Wieso crap? Raidet ihr Highcontent? Nun sagen eh alle ja und Kj down etc.
Aber meine Erfahrungen sind, dass das Markenzeug an T6 Items einfach rankommt!

Fehlender Damage bei Highgear, ist die Schuld der Seite oder was? Wenn die Leute einfach nicht ihre Klasse können, haben die Leute Pech bzw. ihre Rls. Wir haben auch T6 Leute, welche nicht den Damage trotz des Gears rüberbringen, muss ja nicht jeder T6ler Skill haben. Und kommt immer wieder vor, dass T4/T5 Leute die T6 Leute im Damage abhängen. Melees fahren bei uns bei Brutallus einfach 0 Schaden im Vergleich zu FernDDs trotz Support, also bleiben sie in den Anfängen einfach bei dem Boss draussen.


----------



## Dalmus (14. August 2008)

ColonelCrack schrieb:


> Sorry, aber "be Imba" (was für ein Name) ist  immernoch crap.


Deine Aussage ist crap, denn sie ist nicht begründet.

be.imba ist eine wirklich nützliche Seite.
Wozu im Arsenal die einzelnen Items durchgehen?
Bei be.imba wird einem direkt angezeigt wo man noch Sockel frei hat, auf welchen Items keine Verzauberungen sind etc.

Begründe mir bitte warum das crap ist.


----------



## Zoobesitzer (14. August 2008)

FallenAngel198 schrieb:


> Liegt vllt daran, dass das Markenzeug und Za zeug für anfänge Sw reicht? Schonmal so weit gedacht? Die Seite wertet einfach das Itemlevel aus, und Mh/Bt und AUCH Za und Marken haben extrem hohe.



Jo genau da liegt aber das Problem von be.imba.hu:

Das Itemlevel von S3 oder S4 ist Sunwell- und Ende BT Niveau und wird somit höher eingeschätzt als ZA/Marken oder auch MH Gear. Abgesehen davon das einige PVP Teile bei manchen Klassen an dem einen oder anderem Slot durchaus sinnvoll sein können, wird damit aber das PVE Equip abgewertet.

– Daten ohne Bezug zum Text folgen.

PR #157, opened 2018-06-13
S Guard against NullPointer Command/Action fetch

werkt:
Handle a nonexistent command or action fetch.

### DIFF
--- a/src/main/java/build/buildfarm/instance/AbstractServerInstance.java
+++ b/src/main/java/build/buildfarm/instance/AbstractServerInstance.java
@@ -481,11 +481,6 @@ public abstract class AbstractServerInstance implements Instance {
         ExecuteOperationMetadata.Stage.EXECUTING;
   }
 
-  protected boolean isComplete(Operation operation) {
-    return expectExecuteOperationMetadata(operation).getStage() ==
-        ExecuteOperationMetadata.Stage.COMPLETED;
-  }
-
   abstract protected boolean matchOperation(Operation operation);
   abstract protected void enqueueOperation(Operation operation);
 
--- a/src/main/java/build/buildfarm/instance/AbstractServerInstance.java
+++ b/src/main/java/build/buildfarm/instance/AbstractServerInstance.java
@@ -445,9 +445,13 @@ public abstract class AbstractServerInstance implements Instance {
   }
 
   protected Action expectAction(Operation operation) {
+    ByteString actionBlob = getBlob(
+        expectExecuteOperationMetadata(operation).getActionDigest());
+    if (actionBlob == null) {
+      return null;
+    }
     try {
-      return Action.parseFrom(getBlob(
-          expectExecuteOperationMetadata(operation).getActionDigest()));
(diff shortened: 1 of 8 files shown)


src/main/java/build/buildfarm/instance/AbstractServerInstance.java
```diff
@@ -445,9 +445,13 @@ protected ExecuteOperationMetadata expectExecuteOperationMetadata(
   }
 
   protected Action expectAction(Operation operation) {
```
ola-rozenfeld: I don't see you doing anything upstream to handle the possible null value returned here, like you do for command in validateAction. Maybe it would be simpler for all expectX functions to either return the X or throw a Precondition failure. That way you only have to handle it in one place.

src/main/java/build/buildfarm/worker/Executor.java
```diff
@@ -46,10 +46,16 @@
...
+    ByteString commandBlob = workerContext.getBlob(operationContext.action.getCommandDigest());
+    Command command = null;
+    if (commandBlob != null) {
+      try {
+        command = Command.parseFrom(commandBlob);
+      } catch (InvalidProtocolBufferException ex) {
+      }
+    }
+
+    if (command == null) {
```
ola-rozenfeld: Is there a way to pass the error upstream? Ideally with the missing digest. Ditto with the action.

werkt: Currently, the path for this goes like this: The error stage drops the operationContext on the floor, the requeuer on the server notices the lack of updates and queues the operation again (without a check for validity, adding that in an update), and the cycle repeats. There aren't any great channels available for this, except for the server logs, which I'm woefully behind in terms of supplying any content for. Were you thinking of something more structured? Otherwise I'd like to hold off on this until I have put better logging into place.

src/main/java/build/buildfarm/server/OperationQueueService.java
```diff
@@ -88,12 +88,18 @@ public void put(
...
-    responseObserver.onCompleted();
+    try {
+      boolean ok = instance.putOperation(operation);
+      Code code = ok ? Code.OK : Code.UNAVAILABLE;
+      responseObserver.onNext(com.google.rpc.Status.newBuilder()
+          .setCode(code.getNumber())
+          .build());
+      responseObserver.onCompleted();
+    } catch (IllegalStateException e) {
+      responseObserver.onError(Status.FAILED_PRECONDITION
```
ola-rozenfeld: We also want to send a PreconditionFailure message in the status error_detail field, with a Violation of type MISSING and the right digest where appropriate (according to the API spec), so that the client can reupload+retry that.
I think the simplest way of doing that would be to raise and handle a CacheNotFoundException.

werkt: Ah, yeah.  I was going to switch to making a PreconditionViolationException or some such to do those aggregates and lump as many issues as possible into one response

PR #158, opened 2018-06-14
XS Avoid CASFileCache ByteStreamService interactions for empty blobs

pcj:


pcj:
OK, I'll close this one.

PR #1241, opened 2023-01-13
Use non-blocking UUID generation in CASFileCache

zpzjzj:
https://github.com/apache/openwhisk/issues/2747


werkt:
Can you provide some context on the reason for this? What is the benefit to applying a non blocking uuid gen?

werkt:
> Can you provide some context on the reason for this? What is the benefit to applying a non blocking uuid gen?

Do you really have enough write generation that this matters (i.e. dominates)?

luxe:
Good job profiling this.  It's nice to see you got a performance boost as well.  My only suggestion is to make the UUID fetching something like a [Supplier](https://docs.oracle.com/javase/8/docs/api/java/util/function/Supplier.html).  That way, we can use dependency injection and choose which UUID implementation we want.

werkt:
@zpzjzj can you rebase and revalidate tests with this?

Auch wird das Erreichen des Hitcap für alle Klassen als Vorraussetzung gesehen, das zb ein Fury Krieger ab einem gewissen Punkt aber sein Hitcap nicht mehr anstreben muss, findet keine Berücksichtigung.

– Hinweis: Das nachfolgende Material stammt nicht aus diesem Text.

PR #1243, opened 2023-01-15
[alternative backplane] Create interfaces for distributed maps & hashmaps

luxe:
I'd like to use an alternative backend instead of redis. To make that possible, we need all of the distributed state to be redis agnostic.  I've converted the `RedisMap` and `RedisHashMap` to interface types-- this will allow swapping in different data structure implementations.

See this discussion around the effort - https://github.com/bazelbuild/bazel-buildfarm/issues/665
There is more to do, like isolating the Redis pub/sub from the backplane, ensuring the queues are behind an interface, etc.


src/main/java/build/buildfarm/common/distributed/DistributedMap.java
```diff
@@ -0,0 +1,118 @@
...
+  /**
+   * @brief Set key to hold the string value and set key to timeout after a given number of seconds.
+   * @details If the key already exists, then the value is replaced.
+   * @param client A client used by the implementation.
+   * @param key The name of the key.
+   * @param value The value for the key.
+   * @param timeout_s Timeout to expire the entry. (units: seconds (s))
+   * @note Overloaded.
+   */
+  void insert(DistributedClient client, String key, String value, long timeout_s);
```
werkt, line 48: why is this method necessary? you anticipate exceeding a billenium for an insert timeout?

src/main/java/build/buildfarm/common/distributed/DistributedHashMap.java
```diff
@@ -0,0 +1,99 @@
...
+import java.util.Set;
+
+/**
+ * @class DistributedHashMap
+ * @brief A distributed hashmap.
+ * @details A distributed hashmap is an implementation of a hashmap data structure which can be
+ *     shared across a distributed system. For example, implementations of this interface might
+ *     choose to use redis, hazelcast, postgres, etc.
+ */
+public interface DistributedHashMap<DistributedClient> {
```
werkt, line 27: shouldn't this extend the DistributedMap interface? Also the Hash seems like an implementation detail that doesn't mandate a separate interface.

src/main/java/build/buildfarm/common/distributed/DistributedMap.java
```diff
@@ -0,0 +1,118 @@
...
+  /**
+   * @brief Set key to hold the string value and set key to timeout after a given number of seconds.
+   * @details If the key already exists, then the value is replaced.
+   * @param client A client used by the implementation.
+   * @param key The name of the key.
+   * @param value The value for the key.
+   * @param timeout_s Timeout to expire the entry. (units: seconds (s))
+   * @note Overloaded.
+   */
+  void insert(DistributedClient client, String key, String value, int timeout_s);
```
werkt, line 37: If you're going to timeout, this carries no facility that isn't a RuntimeException for delivering that timeout - for the timeout being part of the interface, it should throw a checked exception.

werkt (changes requested):
It looks like you're trying to create a capture interface with the least involvement in changes on the Redis side - I'd prefer fixes to the usage to make a smaller/simpler interface spec than just the min spec.

src/main/java/build/buildfarm/common/distributed/DistributedMap.java
luxe: This parameter is poorly named.  It's the expire time when calling `setex`.
`Timeout to expire the entry. (units: seconds (s))`.

src/main/java/build/buildfarm/common/distributed/DistributedMap.java
luxe: It looks like clients were often calling with longs and this was done to avoid updating all the callers.  I agree we should remove this and tighten the interface.

luxe:
> It looks like you're trying to create a capture interface with the least involvement in changes on the Redis side - I'd prefer fixes to the usage to make a smaller/simpler interface spec than just the min spec.

haha that's exactly what I was trying to do.  Okay, let me follow up with smaller interfaces.

src/main/java/build/buildfarm/common/distributed/DistributedMap.java
luxe: this API has been removed.

src/main/java/build/buildfarm/common/distributed/DistributedHashMap.java
luxe: That was a good idea.  There was more overlap than I thought.  Now there is only `DistributedMap` and we can create `RedisMap`, `RedisHashMap` from it.

src/main/java/build/buildfarm/common/distributed/DistributedMap.java
luxe: renamed to `expiration_s`

luxe:
> > It looks like you're trying to create a capture interface with the least involvement in changes on the Redis side - I'd prefer fixes to the usage to make a smaller/simpler interface spec than just the min spec.
> 
> haha that's exactly what I was trying to do. Okay, let me follow up with smaller interfaces.

I've combined the interfaces and made everything just a `DistributedMap`.

luxe:
@werkt ready for re-review

src/main/java/build/buildfarm/common/distributed/DistributedMap.java
```diff
@@ -0,0 +1,139 @@
...
+import java.util.Set;
+
+/**
+ * @class DistributedMap
+ * @brief A distributed map.
+ * @details A distributed map is an implementation of a map data structure which can be shared
+ *     across a distributed system. For example, implementations of this interface might choose to
+ *     use redis, hazelcast, postgres, etc.
+ */
+public interface DistributedMap<DistributedClient> {
```
werkt, line 27: This is a Map with an extra parameter added to every method. It only makes sense if you're trying to refer to a different client in the same instance Map, which I rather doubt, since you're hiding implementations for it in the concretes. The only different method from Map is the timeout insert, which still doesn't have a checked path, and the details for which can be hidden in a concrete class implementation, unless again, you want to have a different timeout for different circumstances.

In my blatantly biased opinion, you don't need this.

src/main/java/build/buildfarm/common/redis/RedisHashMap.java
```diff
@@ -45,6 +51,22 @@ public RedisHashMap(String name) {
...
+   * @param key The name of the key.
+   * @param value The value for the key.
+   * @param expiration_s Timeout to expire the entry. (units: seconds (s))
+   * @return Whether a new key was inserted. If a key is overwritten with a new value, this would be
+   *     false.
+   * @note Overloaded.
+   */
+  @Override
+  public boolean insert(JedisCluster jedis, String key, String value, int expiration_s) {
+    return jedis.hset(name, key, value) == 1;
```
werkt, line 67: And the unique timeout insert has its expiration ignored. Call the timeout ignorant insert here.

src/main/java/build/buildfarm/common/redis/RedisHashMap.java
```diff
@@ -27,7 +33,7 @@
  *     before and after the map data structure is created (since it exists in redis). Therefore, two
  *     redis maps with the same name, would in fact be the same underlying redis map.
  */
-public class RedisHashMap {
+public class RedisHashMap implements DistributedMap<JedisCluster> {
```
werkt, line 36: `implements Map<String, String>`

src/main/java/build/buildfarm/common/distributed/DistributedMap.java
```diff
@@ -0,0 +1,139 @@
...
+   */
+  Set<String> keys(DistributedClient client);
+
+  /**
+   * @brief Convert the backend map to a java map.
+   * @details This would not be efficient if the map is large. * @param client A client used by the
+   *     implementation.
+   * @return The backend map represented as a java map.
+   */
+  Map<String, String> asMap(DistributedClient client);
```
werkt, line 138: Obviated when you present Map<String, String> in implementations

werkt (changes requested):
Sorry for the back and forth. You've done an excellent job of refactoring this to be a much clearer Map<String, String> implementation where you don't need to gild the method lilly with the client.

src/main/java/build/buildfarm/common/distributed/DistributedMap.java
luxe: Are you suggesting we hold a copy of `JedisCluster` inside the implementation of `RedisHashMap` instead?  That seems like the only way I can inherit from `Map<String, String>` and remove it as an input parameter from all the methods.

werkt: Precisely. Make this an inherited implementation of Map<String, String>

werkt:
@luxe did you want to follow up with an updated version of this with Map<...> inheritance, or should this be closed?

Die Seite hat Equipvergleiche schon erstellt, bevor S1 für Ehre zu holen war und damals war das Equip mit höchstem Itemlevel halt PVE-Gear, mit Fortführung der Arenasets hat sich be.imba.hu halt n bißchen ins Abseits geschossen.


----------



## Metadron72 (14. August 2008)

Zoobesitzer schrieb:


> Jo genau da liegt aber das Problem von be.imba.hu:
> 
> Das Itemlevel von S3 oder S4 ist Sunwell- und Ende BT Niveau und wird somit höher eingeschätzt als ZA/Marken oder auch MH Gear. Abgesehen davon das einige PVP Teile bei manchen Klassen an dem einen oder anderem Slot durchaus sinnvoll sein können, wird damit aber das PVE Equip abgewertet.
> 
> ...



dir ist aber schon klar, das bei pvp gear extra ne warnung kommt ??? "achtung pvp gear !!!"


----------



## Zoobesitzer (14. August 2008)

Metadron72 schrieb:


> dir ist aber schon klar, das bei pvp gear extra ne warnung kommt ??? "achtung pvp gear !!!"

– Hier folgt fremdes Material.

PR #1244, opened 2023-01-16
[REAPI] add support for output_paths (REAPI 2.1)

luxe:
Addresses part of https://github.com/bazelbuild/bazel-buildfarm/issues/376, by sourcing from `Command::output_paths`.  Provides  backwards compatibility to `output_files` and `output_directories` when the attribute is empty.  [Implementation](https://github.com/bazelbuild/bazel-buildfarm/pull/1244/files#diff-101096a75b4ec7962db18bbb0038a2ad0f3927f5bcfdc36ad8a4d0bb120ce973R49) points to relevant REAPI details.

One of the interesting things we need to consider is that buildfarm may no longer know if an output is a file or directory until it executes the action and looks at the filesystem.  Any upfront assumptions about file type based on the `Command` cannot be relied on.  This is an assumption I made when extracting files with the [DockerExecutor](https://github.com/bazelbuild/bazel-buildfarm/blob/54525e71ec73e142cf76fbfed6efb3386e561514/src/main/java/build/buildfarm/worker/DockerExecutor.java#L235-L242).


src/main/java/build/buildfarm/common/CommandUtils.java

Ja wenn du voll Pvp Gear trägst, 2 bzw. 3 Teile ignoriert die Seite...


----------



## Metadron72 (14. August 2008)

Zoobesitzer schrieb:


> Ja wenn du voll Pvp Gear trägst, 2 bzw. 3 Teile ignoriert die Seite...



bei 2 items, wenn der rest passt, ist es doch auch wieder wurscht...es ist ne grobe hilfe und dafür ist sie super ohne viel aufwand ma fix gucken zu können..
ungesockelte items aufgelistet zu bekommen, hilft auch nochmal ungemein, ich find die seite als "hilfe" um in der inst ma fix zu schauen wie der neue "kollege" der sich grad per "send" gemeldet hat denn so ausschaut, super.


----------



## Zoobesitzer (14. August 2008)

Ja es is heiß und mir ist langweilig, deshalb schreib ich nochmal....

Da es dem TE darum ging, ob man die Seite dazu nutzen kann, abzuklären ob jemand SSC, Hyal, Bt etc. ready ist, gehört erwähnt dass die Seite nach Item Level beurteilt- egal ob PVE oder PVP Equip. Deshalb rate ich in punkto Raidbeurteilung/erfahrung eher ab von be.imba.hu, wenn man die Klasse des Bewerbers nicht selbst kennt.

Ob jemand seine Inigrp nach Charbetrachtung, Anwhsipern von Stats, ins Armory gucken, einer Runde Würfeln zusammenstellt, kann sich jeder selbst aussuchen.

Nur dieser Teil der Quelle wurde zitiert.